Transcripts Database

Overview

Scout can analyze transcripts from any source (e.g. evals, agent traces, RL rollouts, etc.) so long as the transcripts have been organized into a transcripts database. Transcript databases use Parquet files for storage and can be located in the local filesystem or remote systems like S3.

This documentation covers how to create transcript databases. If you just want to read existing transcript databases see the general article on Transcripts,

Creating a Database

There are several sources you can use for building a transcript database:

Inspect evaluation logs.
LLM observability systems (e.g. LangSmith, Logfire).
Traces directly captured from agent execution.
Any other source using the import API.

Transcript databases have very few required fields (minimally just transcript_id and messages) but there are other fields that identify the source of the transcript that you’ll likely want to populate. You can also include arbitrary other columns in the database (metadata) which can be used for transcript filtering.

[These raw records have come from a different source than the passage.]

PR #1322, opened 2026-07-30
Add configurable StartupProbe and LivenessProbe to Module CR

### LINKED ISSUE #1320: Support configurable probes for DRA and DevicePlugin containers
Neither CommonContainerSpec nor DRASpec/DevicePluginSpec expose probe fields, so there is no way to configure container probes through the Module CR.

Current behavior:

DRA containers get a hardcoded LivenessProbe (dra_reconciler.go:493-504):
  - gRPC on port 51515, service "liveness"
  - InitialDelaySeconds: 30, PeriodSeconds: 10, TimeoutSeconds: 5,
    FailureThreshold: 3
  - No StartupProbe

DevicePlugin containers get no probes at all (device_plugin_reconciler.go:461 passes nil).

Both use CommonContainerSpec, which has no probe fields.

This is a problem for DRA drivers (and potentially device plugins) with slow initialization. Without a StartupProbe, the DRA liveness probe can kill the container before the driver finishes starting — the current defaults give roughly 60s before the first liveness failure (30s initial delay + 3 failures * 10s). A StartupProbe with a higher failure threshold (e.g. 60 retries * 10s = 10 min) would provide a startup grace period without weakening steady-state liveness detection.

Proposed change: add optional StartupProbe and LivenessProbe fields to CommonContainerSpec. When nil, fall back to the current defaults (hardcoded probe for DRA, no probe for DevicePlugin). This would let operators customize probe timing for both container types through the Module CR.

abyrne55:
This PR adds optional `startupProbe` and `livenessProbe` fields to `CommonContainerSpec`, inherited by both DRA and DevicePlugin containers
- When nil, preserves current behavior (hardcoded GRPC liveness probe for DRA, no probes for DevicePlugin)
- When set, the CR-specified probe overrides the default
- The webhook will reject any attempts to set probes on InitContainers

`readinessProbe` is intentionally omitted for now due to its marginal benefit. DaemonSet pods don't sit behind a Service, so readiness has no effect on traffic routing. We can easily add it later if need be.

Fixes #1320

### Testing

Tested on a single-node OCP 4.22 cluster (kernel 5.14.0-687.15.1.el9_8.x86_64) by porting these changes to the [OCP-compatible fork](https://github.com/rh-ecosystem-edge/kernel-module-management), building/deploying, and running manual e2e tests against both DRA and DevicePlugin Modules serially.

**DRA mode** (Module with `spec.dra` only, no `moduleLoader`, using `spec.selector` as DaemonSet nodeSelector):

| Test | Description | Result |
|------|-------------|--------|
| DRA-1 | Default — hardcoded GRPC liveness probe present, no startupProbe | PASS |
| DRA-2 | Patch custom exec livenessProbe — replaces GRPC default | PASS |
| DRA-3 | Patch startupProbe — appears alongside custom liveness | PASS |
| DRA-4 | JSON-patch remove both — reverts to GRPC default, no startup | PASS |

**DevicePlugin mode** (Module with `spec.devicePlugin` only):

| Test | Description | Result |
|------|-------------|--------|
| DP-1 | Default — no liveness or startup probes | PASS |
| DP-2 | Patch custom exec livenessProbe — appears on DaemonSet | PASS |
| DP-3 | Patch startupProbe — appears alongside liveness | PASS |
| DP-4 | JSON-patch remove both — back to no probes | PASS |

Unit tests also pass with the new test entries for both reconcilers (custom liveness, custom startup, and combined probes).


internal/controllers/dra_reconciler.go
```diff
@@ -534,8 +539,8 @@ func (dsci *draDaemonSetCreatorImpl) setDRAAsDesired(
 				Finalizers: []string{constants.NodeLabelerFinalizer},
 			},
 			Spec: v1.PodSpec{
-				InitContainers:               generatePodContainerSpec(mod.Spec.DRA.InitContainer, "dra-init", nil, nil, nil),
-				Containers:                   generatePodContainerSpec(&mod.Spec.DRA.Container, "dra", containerVolumeMounts, presetEnv, draLivenessProbe),
+				InitContainers:               generatePodContainerSpec(mod.Spec.DRA.InitContainer, "dra-init", nil, nil, nil, nil),
```
TomerNewman, line 542: Right now a user theoretically add `mod.Spec.DRA.InitContainer.StartupProbe` but it will be silently ignored, I think we should reject it in the webhook

abyrne55: Good catch! Done (ea5a330)

ybettan (commented):
/lgtm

These articles cover transcript databases in more depth:

Database Schema — Documents the required and optional fields as well as data formats for transcript messages and events.
Capturing Transcripts — Describes how to capture transcripts from running LLM code using the @observe decorator / context-manager.
Importing Transcripts — Covers building a database from Inspect Logs, LangSmith, Logfire, and custom sources using the import API.

Publishing Transcripts

If you want to publish transcripts for use by others, it’s important to take precautions to ensure that the transcripts are not unintentionally read by web crawlers. Some techniques for doing this include using protected S3 buckets or permissioned HuggingFace datasets, as well as encryping the Parquet files that hold the transcripts. The article on Publishing Transcripts includes additional details on how to do this.